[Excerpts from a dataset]
<<<<

PR #439, opened 2016-07-26
Make clients compatible with Scalamock

DanSimon:
So right now mocking service clients doesn't really work.  Mockito just doesn't like the higher-kinded type parameter and scalamock doesn't seem to like that we have a trait extending a class without a default constructor.

This solves the issue with scalamock.  `LiftedClient`, which was previously a class, is now a trait, and the new `BasicLiftedClient` is a class extending it.  this way, for example, `HttpClient` can still extends `LiftedClient` but also work with scalamock.


benblack86:
👍

PR #440, opened 2016-08-03
Server slow start

DanSimon:
This is a new feature that allows servers to gradually increase the number of allowable connections when first starting.  This is useful to help mitigate the effects of JVM warmup and help stop thundering herd problems when restarting a running service under heavy load.


benblack86:
👍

>>>>

### Problem description
Reply with the count alone: how many lines of the records contain the string "class"?

### Result for this task
2